Chrome pyropes display a red that can rival rubies. However,  pyrope garnet stones have a very dark tone.

Fun Facts

• The garnet family is one of the most in the gemological world.

• Although garnet is frequently linked with the colour red, these gemstones can be found in almost any colour and are preferred choices for jewellery of all types.

• Garnet is believed to be a red gemstone; however, it occurs in a variety of colours.

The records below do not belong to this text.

PR #468, opened 2024-09-22
Get close matches

samwaseda:
```python
wf = Workflow("tesile")
wf.Composition = standard_nodes.UserInput("Aluminum")
wf.BoxSize = standard_nodes.UserInput(3 * [1.0e-5])
wf.Seeds = function_node(...)
wf.Grid = function_node(...)
wf.Elasticity = function_node(...)
wf.Plasticity = function_node(...)
wf.Phase = function_node(...)
wf.Homogenization = function_node(...)
wf.Material = function_node(generate_material, elements=wf.Compositions)
```

The previous error message in this situation was: `Could not find attribute Compositions on tesile (Workflow) or among its children (dict_keys(['Composition', 'BoxSize', 'Seeds', 'Grid', 'Elasticity', 'Plasticity', 'Phase', 'Homogenization'])).`. It was sort of difficult to figure out which one I wanted to say for this large number of possibilities. So I added `get_close_matches` to append the message: `Did you mean 'Composition' and not 'Compositions'?`

Also, in general I find the error messages in `pyiron_workflow` difficult to understand. It must be difficult for @liamhuber to figure it out alone so I'm gonna make suggestions in the upcoming weeks.

### DIFF
--- a/pyiron_workflow/io.py
+++ b/pyiron_workflow/io.py
@@ -77,7 +77,7 @@ class IO(HasStateDisplay, ABC):
             # Raise an attribute error from getattr to make sure hasattr works well!
             raise AttributeError(
                 f"Could not find attribute {item} on {self.__class__.__name__} object "
-                f"nor in its channels ({self.labels})"
+                f"nor in its channels ({self.labels})."
             )
 
     def __setattr__(self, key, value):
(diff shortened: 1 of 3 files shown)


samwaseda:
The same thing could be used also elsewhere (like io?)

liamhuber (approved):
Beautiful! As a += this is a strict improvement

liamhuber:
> The same thing could be used also elsewhere (like io?)

Yes, I imagine there's a few places where it's useful, but I couldn't name them all off the top of my head. When it's used as here to strictly add to the information returned, I am totally behind this.

Issue #456, opened 2024-09-18
Syntax ideas and suggestions for for_loop and executors in pyiron_workflows


JNmpi:
@liamhuber, below are a couple of ideas and thoughts to make the syntax for controls such as for loops and executors in pyiron_workflows easier. They are not intended as a final solution but more to start a discussion of how features that are considered by users to be (too) complex can be made easier and more intuitive.

#### Extend .iter to macro programming

    wf.nodes = wf.create.my_path.MyNode(a=1, b=2).iter(element=['Al', 'Fe'])

This should be easy to achieve by taking all relevant info to perform the present definition, i.e.,

    self.nodes = Workflow.create.for_node(
        body_node_class=Workflow.create.my_path.MyNode, # extract class name from node
        iter_on="element",
        obj='Al',
        other=['Fe']
    )

This would be much more intuitive. During the workshop people were actually trying such a construct.    

#### Direct approach

    wf.nodes = wf.create.my_path.MyNode(a=1, b=2).server(cores=4).iter(element=['Al', 'Fe', 'Pb']).server(workers=3, queue='test')

Run 3 MyNode jobs simultaneously on 4 cores each, i.e., the queue test is assumed/told to provide 12 cores. This notation can be easily extended to include additional control variables (e.g. for controling the log level, gpu vs cpu), etc.    

#### Indirect approach via workflow

    wf = Workflow('my_workflow').server(cores=12, queue='test')

    # run interactively (no submission to queue)
    wf.interactive_node = wf.create.my_path.MyNode(a=1, b=2) 

    # run by submitting to queue (note: the number of workers is not needed, is obtained from 12 cores/ 4 cores per node)
    wf.expensive_nodes = wf.create.my_path.MyNode(a=1, b=2).server(cores=4, to_queue=True).iter(element=['Al', 'Fe', 'Pb'])

    wf.run()

Alternative formulation (both could be supported)
    
    wf = Workflow('my_workflow')

    # run interactively (no submission to queue)
    wf.interactive_node = wf.create.my_path.MyNode(a=1, b=2) 

    # run by submitting to queue (note: the number of workers is not needed, it is obtained from 12 cores/ 4 cores per node)
    wf.expensive_nodes = wf.create.my_path.MyNode(a=1, b=2).server(cores=4, to_queue=True).iter(element=['Al', 'Fe', 'Pb'])

    wf.server(cores=12, queue='test').run()

### Further extensions of the server 

    server(
[...]

PR #472, opened 2024-09-24
[minor] Remove `StaticIO.iter` and `.zip` shortcuts

liamhuber:
and update quickstart accordingly.

@JNmpi, from #456 it sounds like not only would you like to have different behaviour for `node.iter(...)`, but also that the current behaviour was actively confusing at the hackathon. I would suggest then that we just remove the current behaviour; this avoids confusion immediately, and in the long run frees up `.iter` and `.zip` in the node namespace for behaviour that better represents what you want. By removing it now, re-introducing the improved behaviour will avoid breaking backwards compatibility.


JNmpi:
This proposed change goes in the opposite direction of what I wanted to achieve. The main issue is that the current for_loop syntax was considered by many to be too complex and non-intuitive, and there was concern that such constructs would scare people away. The .iter statement, although only briefly discussed, was seen as an easy to use approach. In fact, when the benefits of the workflow approach were highlighted, this was one of the killer features that immediately won people over. So I would really like to keep it, or extend it based on the discussion we had in [#456](https://github.com/pyiron/pyiron_workflow/issues/456). Rather than removing such a feature, I would like to push the syntax in a way that feels comfortable and intuitive to users. I am fully aware that this is not an easy path, and will require several iterations to arrive at constructs that are easy to use without introducing unwanted or unexpected side effects. But to be successful, this is the path we must take.

PR #436, opened 2024-12-03
fix GetBannedUser

rsoaresd:
# Description
We should return an error when no BannedUser is found


MatousJobanek (approved):

mfrancisc (approved):

mfrancisc:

• Gem-quality garnets precipitate in every colour – with red being the most common and blue garnets being particularly rare.

Halite, also known as common rock salt, is a naturally occurring sodium chloride (NaCl) compound. Halite can be found in beds ranging in thickness from a few metres to over 300 metres (1,000 feet) thick on all continents. Evaporite deposits, so named because they are formed by the evaporation of salt water in partially enclosed basins, are typically found with limestone, dolomite, and shale beds. Halite can also be used as a sublimation product in volcanic areas, as an efflorescence in arid areas, and as an evaporation product near salt springs. As in salt domes and diapirs, deformation of halite beds may result in the extrusion of salt plugs through the overlying sediment. To put it another way, Halite is the mineral term for the substance we all know as “salt.” Its chemical name is sodium chloride, and “rock salt” refers to a rock that is mainly composed of halite.

How Does Halite Mineral Form?

Halite is primarily a sedimentary mineral that occurs in arid environments where ocean water evaporates. However, several freshwater lakes, such as North America’s Great Salt Lake and the Dead Sea between Jordan and Israel, are currently forming halite. Several massive salt deposits have accumulated over geologic time as a result of regular episodes of seawater evaporation in constrained basins. These deposits can be tens of thousands of feet deep. Salt domes can develop when they are buried deeply.

Halite can also be found in non-arid areas, in the form of underground deposits that can reach great depths. Drilling wells into the salt layer and taking in hot water to easily dissolve the salt into a brine is a popular method of mining underground Halite deposits. The brine is drained out after it has been coated with dissolved salt. The brine evaporates, leaving behind crystallised salt that can be harvested. The majority of commercially available Rock Salt is regrown from evaporated salt brine, not natural crystals. Evaporation at salt springs, where salty water falls out of the ground in a salt deposit and precipitates as rounded globular masses, also produces halite.

Salt is pushed upwards by an underground force through the soft ground in some underground salt deposits, forming arched structures known as salt domes. These deposits, which are very special geological formations, are also significant sources of salt mining operations.

Physical Properties of Halite Rock

1. Halide is a chemical classification.

2. Color, When pure, colorless or white; impurities contain a variety of colours, including yellow, green, black, brown, and red.

3. Vitreous lustre.

4. Transparent to transparent diaphaneity. 

5. Cleavage is Perfect, cubic, three right-angle directions

6. Diagnostic Characteristics: Cleavage, solubility, and salty taste (Taste testing is not recommended.) Some minerals are poisonous or tainted as a result of other people’s consumption.)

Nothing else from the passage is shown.